To get specific values within your array/file, and add together:
import csv
f = open("Test.csv")
csv_f = list(csv.reader(f))
#returns the value in the second row, second column of your file
print csv_f[1][1]
#returns sum of two specific values (in this example, value of second row, second column and value of first row, first column
sum = int(csv_f[1][1]) + int(csv_f[0][0])
print sum
I am an absolute programming novice trying to work with some csv files. Though what I am trying to do overall is more complex, I am currently stuck on this problem:
The csv files I have contain a fixed number of 'columns' and a variable number of rows. What I want to do is open each csv file in a directory, while in memory store the files values to a 2d list, and then pull one 'column' of data from that list. By doing this in a loop, I could append a list with one column of data from each csv file.
When I do this for a single file, it works:
csvFile = 'testdata.csv'
currentFile = csv.reader(open(csvFile), delimiter=';')
errorValues = []
for data in currentFile:
rows = [r for r in currentFile] #Store current csv file into a 2d list
errorColumn = [row[34] for row in rows] #Get position 34 of each row in 2D list
errorColumn = filter(None, errorColumn) #Filter out empty strings
errorValues.append(errorColumn) #Append one 'column' of data to overall list
When I try to loop it for all files in my directory, I get a 'list index out of range' error:
dirListing = os.listdir(os.getcwd())
errorValues = []
for dataFile in dirListing:
currentFile = csv.reader(open(dataFile), delimiter=';')
for data in currentFile:
rows = [r for r in currentFile] #Store current csv file into a 2d list
errorColumn = [row[34] for row in rows] #Get position 34 of each row in 2D list
errorColumn = filter(None, errorColumn) #Filter out empty strings
errorValues.append(errorColumn) #Append one 'column' of data to overall list
errorColumn = [] #Clear out errorColumn for next iteration
The error occurs at 'errorColumn = [row[34] for row in rows]'. I have tried all sorts of ways to do this, always failing to an index out of range error.
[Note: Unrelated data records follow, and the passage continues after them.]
PR #163, opened 2018-11-02
Added pipenv workflow.

rasmi:


README.md
```diff
@@ -58,7 +58,9 @@ Your mileage may vary here. If you've installed via the interactive installer an
 `google-cloud-sdk/platform/`, then you will need to install google_appengine separately by doing:
 `gcloud components install app-engine-python`
 
-Then install project dependencies: `pip install -r requirements.txt`.
+Then install project dependencies with [`pipenv`](https://pipenv.readthedocs.io/en/latest/): `pipenv install`.
+
```
jessex: Can we add one more brief line in here specifying that commands later in the doc, e.g. to run `dev_appserver`, should be launched from within the `pipenv shell`? Might not be obvious to future contributors.

PR #164, opened 2018-11-02
Added surname return statement to us_pa_greene

rasmi:


recidiviz/ingest/us_pa_greene/us_pa_greene_scraper.py
```diff
@@ -350,6 +350,9 @@ def get_surname(self, content, params):
             '[id=ctl00_ContentPlaceHolder1_spnInmateName]')[
                 0].text_content().strip()
         full_name.split(',')[0].strip()
+        last_name = full_name.split(',')[0].strip()
+
+        return last_name
```
jessex: Oh, nice. Thanks for the fix, @rasmi!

The fault is not with my csv files as I have used the working script to test them one by one. What could be the problem?
Many thanks for any help.
I'm a bit surprised that the error you mention is at the [r for r in currentFile]. At worst, your rows list would be empty...
Are you 100% sure all your lines have at least 35 columns ? That you don't have an empty line somewhere ? At the very end ? It'd be worth checking whether
errorColumn = [row[34] for row in rows if row]
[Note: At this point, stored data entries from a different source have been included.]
PR #168, opened 2018-11-06
Scraper implementation for Mesa County, Colorado

colincadams:
You'll notice there are quite a few todos in here. The mesa county setup doesn't play nice with our current schema (re: one bond -> many charges), so once we have the new schema decided we will need to go through and fix some of these.


recidiviz/ingest/generic_scraper.py
```diff
@@ -153,6 +153,8 @@ def _populate_person(self, content, params):
             A person database object that is passed through to future functions.
         """
         person_id = self.get_person_id(content, params)
+        # TODO: Does the person id get prefixed by the region automatically? If
```
jessex: No this does not happen automatically yet, but it should. Check out `us_ny_scraper` lines 763-764 for a current example. We could put a decorator around the getter which prepends our region code to the front of all returned person ids (and similarly for record ids, maybe).

recidiviz/ingest/us_co_mesa/us_co_mesa_scraper.py
```diff
@@ -0,0 +1,196 @@
...
+    # - 'The inmate currently has a hold that could prevent him from being
+    #    eligible for release after posting bond...'
+
+    @staticmethod
+    def _scrape_person(content):
+        person = Person()
+
+        table = content.cssselect('table')[0]
+        for row in table:
+            if len(row) == 2:
```
jessex: If the row has only one element then the value we want to extract is blank? I'd add an inline comment on that, since `if length is 2` otherwise appears magical.

recidiviz/ingest/us_co_mesa/us_co_mesa_scraper.py
```diff
@@ -0,0 +1,196 @@
...
+    #    has not been set at this time...'
+    # - 'The inmate currently is eligible for release after posting bond...'
+    # - 'The inmate currently has a hold that could prevent him from being
+    #    eligible for release after posting bond...'
+
+    @staticmethod
+    def _scrape_person(content):
+        person = Person()
+
+        table = content.cssselect('table')[0]
```
jessex: If the `table` selector isn't found then this will error out with a fairly unhelpful error message. But adding checks around every call and refusing to chain commands together makes for reduced readability.

It begs a larger question about how defensively we code across scrapers, how much we assume that the page structure we see will remain the same versus conditionally checking every little feature. Do you have any thoughts on this in your experience so far, @colincadams?

recidiviz/ingest/us_co_mesa/us_co_mesa_scraper.py
```diff
@@ -0,0 +1,196 @@
...
+
+        if self.is_initial_task(task_type):
+            params_list.append(self._get_all_people_params())
+        elif self.should_get_more_tasks(task_type):
+            params_list.extend(self._get_person_params(content))
+
+        if self.should_scrape_person(task_type):
+            self._person = UsCoMesaScraper._scrape_person(content)
+        if self.should_scrape_record(task_type):
+            self._record = UsCoMesaScraper._scraper_record(content)
```
jessex: Typo: `_scrape_record`

recidiviz/ingest/us_co_mesa/us_co_mesa_scraper.py
```diff
@@ -0,0 +1,196 @@
...
+
+        Returns:
+            A class representing the person DB object.
+        """
+        return Person
+
+    def get_record_class(self):
+        return Record
+
+    def get_person_id(self, content, params):
```
jessex: This scraper is working slightly differently from its forerunner in us_pa_greene, I see. That one is taking in the content and pulling specific fields out in each getter. This one on the other hand is directly scraping data inside of `get_more_tasks` and then holding the entity in memory instead of letting `generic_scraper` handle it. Is that deviation a conscious design decision?

recidiviz/ingest/us_co_mesa/us_co_mesa_scraper.py
arian487: To comment about this, I think we should defensively if the failure should not halt the execution of the task.  We should rely on our monitoring to see these issues rather than let the entire execution not be scraped properly.  In the future having consistent data will actually be important so a small bug in one field for example shouldn't result in entire people not being scraped but rather a single offending field. 

Conditionally checking every little feature makes the code less readable, but it'll also make us very happy from a monitoriong standpoint.  Someone can easily look at our dashboards and see what is failing.

region_manifest.yaml
```diff
@@ -58,3 +58,16 @@ regions:
...
     scraper_package: us_pa_greene
     timezone: America/New_York
+  us_co_mesa:
+    region_name: UsCoMesa
+    agency_name: Mesa County Sheriff's Office
+    region_code: us_co_mesa
+    agency_type: jail
+    queue: us-co-mesa-scraper
+    base_url: http://inmateinfo.mesacounty.us
+    names_file: us_ny_names.csv # TODO: should not be required
```
jessex: Agreed. Are you planning to tackle making this optional in the current PR? If not, I think as a general guideline we should file issues for future work and reference the issue number in the TODO, e.g. `# TODO (456): Make names_file optional`.

recidiviz/ingest/us_co_mesa/us_co_mesa_scraper.py
jessex: I lean in that direction too, but am interested to see if we can somehow structure the code to hide that defensiveness in, say, decorators so that actual scraper code reads more humanely.

recidiviz/ingest/us_co_mesa/us_co_mesa_scraper.py
arian487: So we've discussed this in person here.  The current design makes it hard if there is precomputation to be done.  For example you dont want to have to walk the content for every field as it will be a lot of duplicate code and also generally more inefficient.  You might want to walk the html and pull out fields as you go (which the getter logic doesn't do).

Colin is temporarily is doing it this way but we are changing the logic from getters, to setters that are called in a single overloaded function called populate_x.  This makes scrapers smaller and allows us to define an ingest data model (a mostly flat one) that people call setters on all in one place, the setters will be strongly typed and allow the user to easily see what options are available, and has the added benefit for allowing someone to walk content and pull out values.

@zacharylawrence is working on the flat ingest data model, and we will restructure generic_scraper once that is done.

jessex: Arian and I discussed this offline and I see now that this foreshadows a structural change coming in generic_scraper. Feel free to comment if you have thoughts you'd like to share, or just ignore this now.

recidiviz/ingest/generic_scraper.py
colincadams: I added an issue to this todo to generify it.

I've also copied the code from NY but I think there is an issue with how it handles conflicts. scraper_utils.generate_id checks to see if the id it has generated already exists, but at this point the region_code has not been prepended so it isn't checking the final id for conflicts.

recidiviz/ingest/us_co_mesa/us_co_mesa_scraper.py
colincadams: I've actually just deleted this line so that we don't silently skip data if the page format change (i.e. all rows are changed to have 3 values), this is inline with my next comment. I do think that this is a part of a bigger assumption about how we handle page format changes and a potential abundance of KeyErrors :)

recidiviz/ingest/us_co_mesa/us_co_mesa_scraper.py
colincadams: Skipping talking about this generically for a second, this is what I would expect to happen in this particular case:

* No table exists, this line throws a KeyError
* Generic scraper catches the error
  * Increments the error count metric, with region code "us_co_mesa" and error code "FAILED_TO_PARSE_PERSON"
  * Logs error and the stack trace

Then if the format truly changed and this was happening all of the time, an alert would fire. The maintainer would see that all of the errors are for the given combination. They would look through the logs and see that all of the logs for that region show errors occurring on this particular line, so the format must have changed such that the cssselector is failing and investigate how to fix the scraper.

Does that make sense? I think that skipping info is generally bad in this case, but it is definitely a skipping information vs maintenance burden issue. I would opt for not skipping any information, but trying to make it as easy as possible to identify the underlying issue. Open to other thoughts!

recidiviz/ingest/us_co_mesa/us_co_mesa_scraper.py
colincadams: Good catch!

region_manifest.yaml
colincadams: Done, moved to regions.py with issue number #169

region_manifest.yaml
```diff
@@ -65,7 +65,7 @@ regions:
     agency_type: jail
     queue: us-co-mesa-scraper
     base_url: http://inmateinfo.mesacounty.us
-    names_file: us_ny_names.csv # TODO(#169): should not be required
```
jessex: Sorry, why did we remove the TODO here? We still want it because we're still waiting on #169 to make this optional, right?

recidiviz/ingest/generic_scraper.py
jessex: You're right, that should probably be fixed as part of the same task. I'll comment on #169.

recidiviz/ingest/us_co_mesa/us_co_mesa_scraper.py
jessex: I agree with that expected flow, @colincadams. But going from there onward, would you have the underlying task eventually fail and become a candidate for restart, or would you have it return a "normal" value and let the task silently complete? I'm guessing the latter since it's the lowest friction route while accomplishing your expected flow. It seems like, generally speaking again, we want to only instigate retry for issues that we expect to be transient, and to track/count/monitor/alert on issues that we expect to be permanent without resolution. But with Task Queue, it's easy to get into the pattern of failing tasks for both classes and thus retrying everything. So we need guidance and consistency on this.

colincadams: (I have not added this to the doc but I will add it)

I think conceptually this should return a non-retryable error. That way we won't keep retrying it, but we also won't think that the full scrape is successful. I think that distinction is meaningful if for example we add a metric for last full scrape completion time and use it to track how fresh our data is for each region. If we were failing to scrape persons for a particular region we wouldn't want to update that metric.

How we implement this though might be that we return a "normal" value so that task queue doesn't retry, but somehow pass along information so that our code knows there was an error. I haven't looked through task queue or our code that deals with it enough to have a sense of how this would actually work.

colincadams: I think this makes sense as is to me, but open to changing it to conform with how other child scrapers work currently.

PR #171, opened 2018-11-06
Add jailtracker base scraper

zdg2102:
Currently a no-op, because I figured this was already long enough for someone to have to read without also updating the Vermont scraper to use it. I'll update the Vermont scraper separately once this is checked in.


recidiviz/ingest/vendors/jailtracker/jailtracker_scraper.py
```diff
@@ -0,0 +1,425 @@
...
+
+import abc
+import re
+
+from lxml import html
+from recidiviz.ingest import constants
+from recidiviz.ingest.generic_scraper import GenericScraper
+
+
+class JailtrackerScraper(GenericScraper):
```
jessex: Very minor nit: since the name is stylized JailTracker and we spell it that way ourselves elsewhere, I think the class name should be `JailTrackerScraper` with the capitalized T.

recidiviz/ingest/vendors/jailtracker/jailtracker_scraper.py
```diff
@@ -0,0 +1,425 @@
...
+                },
+            _ENDPOINT: charges_request_endpoint,
+            _PERSON: params[_PERSON],
+            _REQUEST_TARGET: _CHARGES_REQUEST,
+            _SCRAPE_TYPE: params[_SCRAPE_TYPE],
+            _SESSION_TOKEN: params[_SESSION_TOKEN]
+            }
+
+
+    # Overrides method in GenericScraper to handle JSON responses.
```
jessex: I'm guessing we're not going to extract JSON-handling upwards until we have more scrapers/use cases for it, right?

recidiviz/ingest/vendors/jailtracker/jailtracker_scraper.py
zdg2102: Makes sense to me, updated

recidiviz/ingest/vendors/jailtracker/jailtracker_scraper.py
zdg2102: Yeah, that was my thinking. I could definitely see us ending up moving JSON handling to the generic scraper if other sites also use it, but since this is the only one for now I figured it should still stay in the child

PR #174, opened 2018-11-08
Create ingest_info to describe the scraped information.

zacharylawrence:
Created ingest_info to represent the data scraped from a website and defined a common directory for related constants. 

PAIR = Terin


arian487:
This looks good to me, you can go ahead and merge, so we can use it in the generic_extractor :)

recidiviz/ingest/models/ingest_info.py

still gives an error. Provided that you got rid of the for data in currentFile line first (that you don't use and more important consumes your currentFile, leaving you with rows==[])
The for loop goes through the lines of the CSV file. Each line is converted to the row of element by the reader. This way, the data in the loop is already the row. The next construct also iterates through the open file. This is wrong.
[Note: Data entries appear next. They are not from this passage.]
PR #178, opened 2018-11-12
Data Extractor

jamwalla:
Adds a DataExtractor class that scrapers can use to automatically get data from HTML tables.


recidiviz/ingest/base_scraper.py
```diff
@@ -0,0 +1,501 @@
...
+                self.add_task('_generic_scrape', task_params)
+        # If we don't have any more tasks to scrape, we are at a leaf node and
+        # we are ready to populate the database.
+        else:
+            # Something is wrong if we get here but don't have ingest_info
+            # to work with.
+            if not ingest_info:
+                raise ValueError(
+                    'IngestInfo must be populated if there are no more tasks')
+            # This converter should exist elsewhere, but its in here for now
```
jessex: Do we want to file an issue and place an explicit TODO on this one?

recidiviz/ingest/vendors/archonix/archonix_scraper.py
```diff
@@ -240,6 +240,27 @@ def get_more_tasks(self, content, params):
...
+
+        Args:
+            content: An lxml html tree.
+            params: dict of parameters passed from the last scrape session.
+            ingest_info: The IngestInfo object to populate
+        """
+        data_extractor = DataExtractor(self.yaml_file)
+        data_extractor.extract_and_populate_data(content, ingest_info)
+        full_name = content.cssselect(
+            '[id=ctl00_ContentPlaceHolder1_spnInmateName]')[
```
jessex: Why can't we extract this directly via `DataExtractor`?

recidiviz/ingest/base_scraper.py
```diff
@@ -0,0 +1,501 @@
...
+            ingest_person.birthdate)
+        person.age = int(ingest_person.age)
+        person.region = self.get_region().region_code
+        person.sex = ingest_person.sex
+        person.race = ingest_person.race
+
+        try:
+            person.put()
+        except (Timeout, TransactionFailedError, InternalError) as e:
+            # Datastore error - fail task to trigger queue retry + backoff
```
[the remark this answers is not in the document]
arian487: The comment is very outdated, this block of code is really just very temporary its going to be ripped out when the real DB is in place.

recidiviz/ingest/data_extractor.py
```diff
@@ -0,0 +1,341 @@
...
+TODO: Add more details here in implementation logic when it is done.
+"""
+
+import itertools
+import yaml
+
+from recidiviz.ingest.models.ingest_info import IngestInfo
+
+
+class DataExtractor(object):
```
jessex: Nit: can we place this into its own `recidiviz.ingest.extractor` package? Not only because we may expect more files and classes related to the logic to spin out of here, but because that will make it easier to extract the extractor out into a stand-alone, open-source library.

recidiviz/ingest/vendors/archonix/archonix_scraper.py
arian487: In this specific example there is no key on the page.  It just says the the name and not 'name:' for example so the data extractor wouldn't know what to extract.

recidiviz/ingest/vendors/archonix/archonix_scraper.py
```diff
@@ -240,6 +240,27 @@ def get_more_tasks(self, content, params):
...
+                0].text_content().strip()
+        surname, given_names = full_name.split(',')
+        ingest_info.people[0].given_names = given_names.strip()
```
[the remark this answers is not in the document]
arian487: Yup, its one person one page one task.

recidiviz/ingest/base_scraper.py
arian487: Done:

https://github.com/Recidiviz/recidiviz-data/issues/179

recidiviz/ingest/data_extractor.py
```diff
@@ -0,0 +1,341 @@
...
+        """Gets the value for a given |cell| by checking the cells to the right
+        and below.
+
+        Args:
+            cell: an Element
+        Returns:
+            A str representing the value from an adjacent cell.
+        """
+        if cell is None:
+            # TODO: fall back to manual search for this value
```
jessex: I'd like for us to get into the habit of tracking TODOs we don't intend to pursue in the current PR with an issue that we reference from the TODO statement itself.

recidiviz/ingest/data_extractor.py
```diff
@@ -0,0 +1,341 @@
...
+
+    def _find_cell(self, key):
+        """
+        Args:
+            key: str
+        Returns:
+            The first cell Element that matches the given |key|
+        """
+        for cell in self.cells:
+            if key.strip() in cell.text_content().strip():
```
jessex: I think we should `strip`/normalize the key when we first initialize the extractor, instead of potentially stripping each key many times as we crawl the page.

recidiviz/ingest/data_extractor.py
```diff
@@ -0,0 +1,341 @@
...
+            The cell below or None.
+        """
+        parent = cell.getparent()
+        index = parent.index(cell)
+        next_row = parent.getnext()
+
+        if parent.getparent().tag == 'thead':
+            next_row = parent.getparent().getnext()[0]
+
+        if next_row is not None and \
```
jessex: I'm sure you've thought of ways to try to generalize between these two `get_below` methods. One idea: extract the core logic of checking the `next_row` and then iterating to the next into a method that returns a generator that `yields` up `next_row` or `None`. In `_get_below`, call it a single time and then return the value it yields. In `_get_all_below`, iterate all the way through until you get `None`. I didn't actually try writing that so let me know if it's nonsense.

recidiviz/tests/ingest/data_extractor_test.py
```diff
@@ -0,0 +1,131 @@
...
+    key_mapping_file = os.path.join(os.path.dirname(__file__), key_mapping_file)
+    extractor = DataExtractor(key_mapping_file)
+
+    expected_info = IngestInfo()
+    person = expected_info.create_person()
+    person.race = 'W'
+    booking = person.create_booking()
+
+    charge1 = booking.create_charge()
+    charge1.charging_entity = 'ROCKWALL CO SO ROCKWALL'
```
jessex: I don't see any PII in here from a glance, but want to make sure that there's definitely no PII and that the combination of specific fields doesn't build up to identifiability, i.e. was not taken directly from a live example.

recidiviz/tests/ingest/data_extractor_test.py
```diff
@@ -0,0 +1,131 @@
...
+    html_file = os.path.join(os.path.dirname(__file__), html_file)
+    with open(html_file, 'r') as f:
+        html_contents = html.fromstring(f.read())
+
+    info = extractor.extract_and_populate_data(html_contents)
+
+    # The scraper scrapes a charge row that just says 'Count=3', we need to
+    # know how to ignore this somehow
+    info.people[0].bookings[0].charges.pop()
+    assert info == expected_info
```
jessex: I'd love to also see test cases covering the errors, such as misconfigured entity or field names in the yaml.

recidiviz/ingest/vendors/archonix/archonix_scraper.py
arian487: Yup, James is working on that functionality right now.

recidiviz/ingest/data_extractor.py
arian487: Done.

recidiviz/ingest/data_extractor.py
```diff
@@ -0,0 +1,341 @@
...
+                result.append(next_row[index])
+                next_row = next_row.getnext()
+            else:
+                return None
+        return result
+
+    def get_value(self, key):
+        """Tries to find a value of a given key.
+
+        Args:
```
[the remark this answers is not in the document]
arian487: Fixed.

recidiviz/ingest/data_extractor.py
arian487: Fair point, we've been in 'get this in as fast as possible' mode and have been neglecting some of the process related work.  I'll make sure we are better with this.

recidiviz/ingest/data_extractor.py
arian487: This can definitely be generalized in some but the logic wouldn't be as simple because its possible to have columns that have empties in them, but a real value below the empty.  We want to preserve that order hence the split up logic, for example:

| Bond |
| $100 |
|    ''     |
| $200 |

In this case important for us to collect the rows as they are because otherwise they'd be assigned to the wrong charge.

recidiviz/ingest/data_extractor.py
```diff
@@ -0,0 +1,341 @@
...
+
+        booking = ingest_info.people[0].bookings[0]
+
+        for charge_dict in charges:
+            charge = booking.create_charge()
+            self._populate_charge(charge, charge_dict)
+
+        return ingest_info
+
+    def _extract_rows(self):
```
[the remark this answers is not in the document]
arian487: I am completely rewriting this logic right now to handle multiple people on a page and it cleans this up and makes it more general (and thus handles multiple people + multiple bookings + multiple charges on a single page)

recidiviz/ingest/data_extractor.py
```diff
@@ -0,0 +1,341 @@
...
+# GNU General Public License for more details.
+#
+# You should have received a copy of the GNU General Public License
+# along with this program.  If not, see <https://www.gnu.org/licenses/>.
+# =============================================================================
+
+"""A module which takes any content and extracts from it key/value pairs that
+a user might care about.  The extracted information is put into the ingest data
+model and returned.
+
```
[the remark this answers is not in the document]
arian487: Added an issue here: https://github.com/Recidiviz/recidiviz-data/issues/180

recidiviz/ingest/us_pa_greene/us_pa_greene.yaml
```diff
@@ -0,0 +1,21 @@
...
+  Inmate No: person.person_id
+  Gender: person.sex
+  BirthDate: person.birthdate
+  Age: person.age
+  Race: person.race
+  "Booking #": booking.booking_id
+  Committed By: booking.hold
+  Booking Date-Time: booking.admission_date
+
+keys_to_ignore:
```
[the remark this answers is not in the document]
arian487: This is a bit of a temporary thing until the new DB backend is in place.  I didn't want to spend too much time coding an ingestinfo -> db converter that was going to get completely pulled out when the new db is decided on (in the next few days) so I only wrote conversions for the simplest of keys and for data that actually existed on the pa_greene user page.  The issue to write a proper converter is here: https://github.com/Recidiviz/recidiviz-data/issues/179

recidiviz/tests/ingest/data_extractor_test.py
```diff
@@ -0,0 +1,131 @@
...
+    # Add charge information
+    charge = booking.create_charge()
+    charge.statute = '901'
+    charge.name = 'Criminal Attempt [INCHOATE]'
+    charge.case_number = 'CR-145-2018'
+
+    # Add bond information
+    charge.create_bond().amount = '$150,000.00'
+
+
```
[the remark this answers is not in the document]
arian487: Fixed.

recidiviz/ingest/data_extractor.py
```diff
@@ -0,0 +1,341 @@
...
+        Args:
+            cell: the leaf cell we are analyzing
+        Returns:
+            The cell below or None.
+        """
+        parent = cell.getparent()
+        index = parent.index(cell)
+        next_row = parent.getnext()
+
+        if parent.getparent().tag == 'thead':
```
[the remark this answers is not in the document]
jamwalla: Fixed.

recidiviz/ingest/data_extractor.py
jamwalla: I think the generator is a good idea! Instead of stopping at `None`, we can yield at each row.

recidiviz/ingest/data_extractor.py
```diff
@@ -0,0 +1,341 @@
...
+            next_row = parent.getparent().getnext()[0]
+
+        result = []
+        while next_row is not None:
+            if next_row.tag == 'tr' and index < len(next_row):
+                result.append(next_row[index])
+                next_row = next_row.getnext()
+            else:
+                return None
```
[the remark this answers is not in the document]
jamwalla: I'm not sure - `index < len(next_row)` asks if we can safely get the `index`th element from the row - so `next_row` should always be a `tr` with at least `index` cells inside of it. Does that make sense?

Combining this thought with the generator conversation, though - I'm committing a change that advances `next_row` regardless of this check, and just doesn't yield if the thing we think should be a row isn't a row. Alternatively, we could throw an exception. I'm not sure what the correct behavior would be if a `tr` was followed by a different kind of element - it should always be enclosed in a `table` or `tbody`, right?

recidiviz/ingest/data_extractor.py
jamwalla: good call!

recidiviz/ingest/data_extractor.py
```diff
@@ -0,0 +1,341 @@
...
+        elif class_to_set == 'arrest':
+            if not ingest_info.people:
+                ingest_info.create_person()
+            if not ingest_info.people[0].bookings:
+                ingest_info.people[0].create_booking()
+            if not ingest_info.people[0].bookings[0].arrest:
+                ingest_info.people[0].bookings[0].create_arrest()
+            obj = ingest_info.people[0].bookings[0].arrest
+
+        setattr(obj, ingest_key, value)
```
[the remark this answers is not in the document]
jamwalla: I don't think `setattr` will raise the error, but you're probably right that it's worth checking `hasattr` before setting the field. Added to `_set_value` and `_populate_charge`.

recidiviz/ingest/data_extractor.py
```diff
@@ -0,0 +1,341 @@
...
+                ingest_info.create_person()
+            obj = ingest_info.people[0]
+        elif class_to_set == 'booking':
+            # Create a booking if needed.
+            if not ingest_info.people:
+                ingest_info.create_person()
+            if not ingest_info.people[0].bookings:
+                ingest_info.people[0].create_booking()
+            obj = ingest_info.people[0].bookings[0]
+        elif class_to_set == 'arrest':
```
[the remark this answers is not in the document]
jamwalla: Done.

recidiviz/ingest/data_extractor.py
```diff
@@ -0,0 +1,341 @@
...
+        |extract_and_populate_data| since that method sets up parsing the
+        content.
+
+        Returns:
+            A list of dictionaries, where each dictionary has keys from the
+            schema that map to values.
+        """
+        lists_of_values = []
+        for key, schema_key in self.multi_keys.iteritems():
+            values_below = self._get_values_below(key) or []
```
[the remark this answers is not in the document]
jamwalla: I can't think of any, so let's return the empty list instead of `None`!

recidiviz/ingest/data_extractor.py
jamwalla: Filed #181.

recidiviz/ingest/data_extractor.py
```diff
@@ -0,0 +1,341 @@
...
+            values = [
+                {schema_key: value} for value in values_below
+            ]
+            lists_of_values.append(values)
+
+        charges = []
+        lengths = set(len(l) for l in lists_of_values)
+        # The charges columns should all have the same length
+        if len(lengths) == 1:
```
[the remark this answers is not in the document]
jamwalla: Added a ValueError here, does that sound right?

recidiviz/tests/ingest/data_extractor_test.py
```diff
@@ -0,0 +1,131 @@
...
+    html_file = 'testdata/data_extractor/html/nested_good_table.html'
+    html_file = os.path.join(os.path.dirname(__file__), html_file)
```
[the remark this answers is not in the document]
jamwalla: os.path.join returns a string, wdyt? it's still easy to change!

recidiviz/ingest/data_extractor.py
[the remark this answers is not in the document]
jessex: Yes, `tr` should always be in a `table` or `tbody` I'd think. Not sure if we can expect that basic pattern to ever break. I was thinking about if there's a non-`tr` element as a sibling, e.g. a `div`, but as you point out it shouldn't get picked up regardless.

recidiviz/ingest/data_extractor.py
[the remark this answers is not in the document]
jessex: Looks good!

recidiviz/tests/ingest/data_extractor_test.py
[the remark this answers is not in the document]
jessex: Oh you right, they're the same type. Still don't love variable reuse _generally_ but that's not a hard and fast rule, and I encourage you to follow your stylistic instinct on this one!

recidiviz/tests/ingest/data_extractor_test.py
jessex: I suppose if we wanted to be really slick we could derive which fields in a page are PII we'd want to mask before using it as a fixture from looking at those keys which map to PII fields in our schema, and providing some tool that auto-scrubs any values with those keys, but it feels like a lot of effort... There's still a need to define what testing of scrapers _should_ look like, @arian487.

jamwalla:
thanks @jessex!! I'm going to merge this so Arian can upload his changes with multiple people - let me know if there's anything outstanding here.

jessex:
I think you're good to go, @jamwalla! Feel free to delete the branch unless @arian487 needs it.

There is a problem with your open(). The file must be opened in binary mode (in Python 2).
Try the following (I did not put everything you wanted inside):
dirListing = os.listdir(os.getcwd())
errorValues = []
rows = [] # empty array of rows initially
for fname in dirListing:
f = open(fname, 'rb') # open in binary mode (see the doc)
reader = csv.reader(f, delimiter=';')
errorColumn = [] # initialized for the file
for row in reader:
rows.append(row) #Store current csv file into a 2d list
if len(row) > 34:
errorColumn.append(row[34]) #Get position 34 of each row in 2D list
errorValues.append(errorColumn)
f.close() # you should always close your files
Beware! The os.listdir() returns also the names of subdirectories. Try to add
if os.path.isfile(fname):
...
By the way, you should clearly describe what is your actual goal. There may be a better way to solve it. You may be mentally fixed to the solution that came first to your mind. Take advantage of this media to have more eyes and more headst to suggest the solution.